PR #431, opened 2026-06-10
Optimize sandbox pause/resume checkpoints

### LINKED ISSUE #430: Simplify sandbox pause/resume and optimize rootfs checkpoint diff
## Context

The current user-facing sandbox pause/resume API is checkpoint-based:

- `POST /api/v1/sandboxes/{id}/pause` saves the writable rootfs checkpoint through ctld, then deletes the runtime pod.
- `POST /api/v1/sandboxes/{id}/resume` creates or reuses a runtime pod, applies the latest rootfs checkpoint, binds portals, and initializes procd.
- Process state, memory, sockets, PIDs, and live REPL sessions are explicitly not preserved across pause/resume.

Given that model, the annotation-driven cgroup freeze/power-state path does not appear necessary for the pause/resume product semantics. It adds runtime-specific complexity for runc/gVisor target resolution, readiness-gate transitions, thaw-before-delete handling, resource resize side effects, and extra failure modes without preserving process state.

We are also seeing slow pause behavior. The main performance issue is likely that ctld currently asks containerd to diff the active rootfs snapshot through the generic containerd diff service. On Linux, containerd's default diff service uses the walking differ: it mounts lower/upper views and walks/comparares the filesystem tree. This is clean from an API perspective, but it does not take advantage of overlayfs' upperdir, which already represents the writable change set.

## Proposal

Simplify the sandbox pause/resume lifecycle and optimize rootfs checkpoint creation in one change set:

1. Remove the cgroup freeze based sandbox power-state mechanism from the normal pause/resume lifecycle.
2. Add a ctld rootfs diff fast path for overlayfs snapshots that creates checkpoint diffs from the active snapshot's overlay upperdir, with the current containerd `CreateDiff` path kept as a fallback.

****************

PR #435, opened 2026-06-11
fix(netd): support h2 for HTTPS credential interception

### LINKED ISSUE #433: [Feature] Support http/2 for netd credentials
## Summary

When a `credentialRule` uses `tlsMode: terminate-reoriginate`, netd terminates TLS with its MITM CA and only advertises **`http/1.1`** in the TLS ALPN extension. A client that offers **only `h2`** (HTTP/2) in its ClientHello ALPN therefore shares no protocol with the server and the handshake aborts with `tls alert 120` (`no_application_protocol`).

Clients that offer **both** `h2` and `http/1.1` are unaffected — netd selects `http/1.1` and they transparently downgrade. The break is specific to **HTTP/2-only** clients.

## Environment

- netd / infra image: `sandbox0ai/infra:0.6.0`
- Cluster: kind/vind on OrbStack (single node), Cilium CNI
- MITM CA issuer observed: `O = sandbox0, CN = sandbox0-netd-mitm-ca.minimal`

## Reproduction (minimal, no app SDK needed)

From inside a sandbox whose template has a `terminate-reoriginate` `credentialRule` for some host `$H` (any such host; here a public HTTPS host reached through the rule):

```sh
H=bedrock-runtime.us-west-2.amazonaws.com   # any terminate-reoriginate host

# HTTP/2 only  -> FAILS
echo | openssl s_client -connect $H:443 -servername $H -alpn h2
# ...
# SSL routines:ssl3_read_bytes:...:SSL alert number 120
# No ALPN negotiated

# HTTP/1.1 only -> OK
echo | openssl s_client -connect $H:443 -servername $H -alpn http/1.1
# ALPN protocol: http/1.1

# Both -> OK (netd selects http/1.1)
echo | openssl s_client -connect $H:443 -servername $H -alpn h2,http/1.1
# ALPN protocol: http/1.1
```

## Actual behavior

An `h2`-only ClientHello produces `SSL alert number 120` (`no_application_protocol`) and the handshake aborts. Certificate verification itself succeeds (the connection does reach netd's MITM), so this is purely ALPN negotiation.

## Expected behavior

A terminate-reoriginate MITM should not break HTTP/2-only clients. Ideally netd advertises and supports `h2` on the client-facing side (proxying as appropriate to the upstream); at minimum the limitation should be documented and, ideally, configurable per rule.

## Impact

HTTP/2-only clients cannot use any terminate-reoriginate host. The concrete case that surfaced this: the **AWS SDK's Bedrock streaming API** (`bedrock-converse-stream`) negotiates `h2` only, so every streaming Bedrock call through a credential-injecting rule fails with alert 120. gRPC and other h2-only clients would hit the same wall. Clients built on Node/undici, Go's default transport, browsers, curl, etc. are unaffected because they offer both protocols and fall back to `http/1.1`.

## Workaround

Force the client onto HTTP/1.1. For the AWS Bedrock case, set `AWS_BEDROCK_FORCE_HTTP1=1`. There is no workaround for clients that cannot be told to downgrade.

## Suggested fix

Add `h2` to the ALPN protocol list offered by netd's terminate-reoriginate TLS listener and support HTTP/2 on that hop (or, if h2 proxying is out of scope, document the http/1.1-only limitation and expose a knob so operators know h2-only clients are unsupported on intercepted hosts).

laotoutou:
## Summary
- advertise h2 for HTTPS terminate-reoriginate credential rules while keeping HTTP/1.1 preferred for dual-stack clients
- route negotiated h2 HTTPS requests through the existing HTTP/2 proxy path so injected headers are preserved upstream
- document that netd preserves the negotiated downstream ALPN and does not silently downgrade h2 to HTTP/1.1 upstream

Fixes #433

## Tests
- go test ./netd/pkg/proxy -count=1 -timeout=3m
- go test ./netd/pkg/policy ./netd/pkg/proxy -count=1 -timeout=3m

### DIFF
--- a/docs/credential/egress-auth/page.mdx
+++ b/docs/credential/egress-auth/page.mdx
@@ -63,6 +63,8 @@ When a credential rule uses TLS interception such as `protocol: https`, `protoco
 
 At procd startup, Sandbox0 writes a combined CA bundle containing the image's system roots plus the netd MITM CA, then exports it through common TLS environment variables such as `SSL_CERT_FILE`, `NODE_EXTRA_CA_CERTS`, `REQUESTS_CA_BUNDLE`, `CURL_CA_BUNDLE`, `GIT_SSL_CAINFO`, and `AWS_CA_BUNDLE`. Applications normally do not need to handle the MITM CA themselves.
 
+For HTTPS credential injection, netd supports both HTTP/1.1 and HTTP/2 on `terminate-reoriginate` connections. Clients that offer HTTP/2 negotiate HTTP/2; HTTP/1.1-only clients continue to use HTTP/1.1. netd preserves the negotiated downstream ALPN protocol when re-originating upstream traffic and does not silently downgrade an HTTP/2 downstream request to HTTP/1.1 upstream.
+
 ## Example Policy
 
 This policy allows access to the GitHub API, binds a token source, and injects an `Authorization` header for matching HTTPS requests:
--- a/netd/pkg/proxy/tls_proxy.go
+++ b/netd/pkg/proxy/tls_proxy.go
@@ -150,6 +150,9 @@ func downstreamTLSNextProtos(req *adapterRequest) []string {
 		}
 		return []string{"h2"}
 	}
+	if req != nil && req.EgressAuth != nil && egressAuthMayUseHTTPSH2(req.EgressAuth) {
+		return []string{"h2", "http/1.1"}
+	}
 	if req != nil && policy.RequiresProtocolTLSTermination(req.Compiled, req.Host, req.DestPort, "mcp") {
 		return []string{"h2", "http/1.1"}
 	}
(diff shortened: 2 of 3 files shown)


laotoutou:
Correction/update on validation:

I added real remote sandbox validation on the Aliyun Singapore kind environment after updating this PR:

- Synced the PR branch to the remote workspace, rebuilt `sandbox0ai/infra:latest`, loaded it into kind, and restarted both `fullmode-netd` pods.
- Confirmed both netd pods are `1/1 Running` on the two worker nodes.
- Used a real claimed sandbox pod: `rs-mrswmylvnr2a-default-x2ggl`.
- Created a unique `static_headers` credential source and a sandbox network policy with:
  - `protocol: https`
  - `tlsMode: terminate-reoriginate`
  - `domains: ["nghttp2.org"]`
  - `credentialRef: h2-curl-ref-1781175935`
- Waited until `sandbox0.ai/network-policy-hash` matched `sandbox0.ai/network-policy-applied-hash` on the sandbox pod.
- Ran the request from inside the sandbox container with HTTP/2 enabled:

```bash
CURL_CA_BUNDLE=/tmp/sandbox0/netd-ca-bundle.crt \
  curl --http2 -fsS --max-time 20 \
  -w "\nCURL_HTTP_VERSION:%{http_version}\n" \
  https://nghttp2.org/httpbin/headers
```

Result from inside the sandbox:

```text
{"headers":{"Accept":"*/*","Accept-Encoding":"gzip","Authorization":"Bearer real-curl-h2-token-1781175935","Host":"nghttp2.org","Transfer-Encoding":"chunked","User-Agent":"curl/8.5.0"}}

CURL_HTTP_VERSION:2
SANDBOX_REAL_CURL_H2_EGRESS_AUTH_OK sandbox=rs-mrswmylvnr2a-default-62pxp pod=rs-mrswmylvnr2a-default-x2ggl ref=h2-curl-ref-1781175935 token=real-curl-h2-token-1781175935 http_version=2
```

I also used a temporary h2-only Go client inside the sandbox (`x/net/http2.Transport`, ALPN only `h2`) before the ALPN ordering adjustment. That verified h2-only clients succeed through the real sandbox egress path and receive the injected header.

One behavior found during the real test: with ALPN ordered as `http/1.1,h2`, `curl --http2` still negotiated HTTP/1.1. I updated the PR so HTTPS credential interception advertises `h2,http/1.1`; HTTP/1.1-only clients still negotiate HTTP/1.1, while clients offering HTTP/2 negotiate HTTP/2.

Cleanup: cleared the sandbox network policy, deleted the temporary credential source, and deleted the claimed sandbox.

****************

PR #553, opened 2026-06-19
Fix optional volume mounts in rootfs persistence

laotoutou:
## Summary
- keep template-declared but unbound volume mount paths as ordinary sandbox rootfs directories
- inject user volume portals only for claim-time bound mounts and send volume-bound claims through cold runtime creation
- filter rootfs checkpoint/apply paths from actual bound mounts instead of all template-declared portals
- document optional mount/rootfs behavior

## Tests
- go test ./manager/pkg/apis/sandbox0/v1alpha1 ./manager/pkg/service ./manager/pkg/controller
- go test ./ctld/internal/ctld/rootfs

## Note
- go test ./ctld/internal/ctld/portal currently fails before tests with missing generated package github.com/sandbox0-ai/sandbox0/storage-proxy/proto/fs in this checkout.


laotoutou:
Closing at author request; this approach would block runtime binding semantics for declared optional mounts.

****************

| Task to carry out |
Each line above from the one with "PR #431, opened 2026-06-10" up to and including the one with "- Process state, memory, sockets, PIDs, and" must be set down exactly, and no line outside that span may appear.

| Solution for this task |
PR #431, opened 2026-06-10
Optimize sandbox pause/resume checkpoints

### LINKED ISSUE #430: Simplify sandbox pause/resume and optimize rootfs checkpoint diff
## Context

The current user-facing sandbox pause/resume API is checkpoint-based:

- `POST /api/v1/sandboxes/{id}/pause` saves the writable rootfs checkpoint through ctld, then deletes the runtime pod.
- `POST /api/v1/sandboxes/{id}/resume` creates or reuses a runtime pod, applies the latest rootfs checkpoint, binds portals, and initializes procd.
- Process state, memory, sockets, PIDs, and live REPL sessions are explicitly not preserved across pause/resume.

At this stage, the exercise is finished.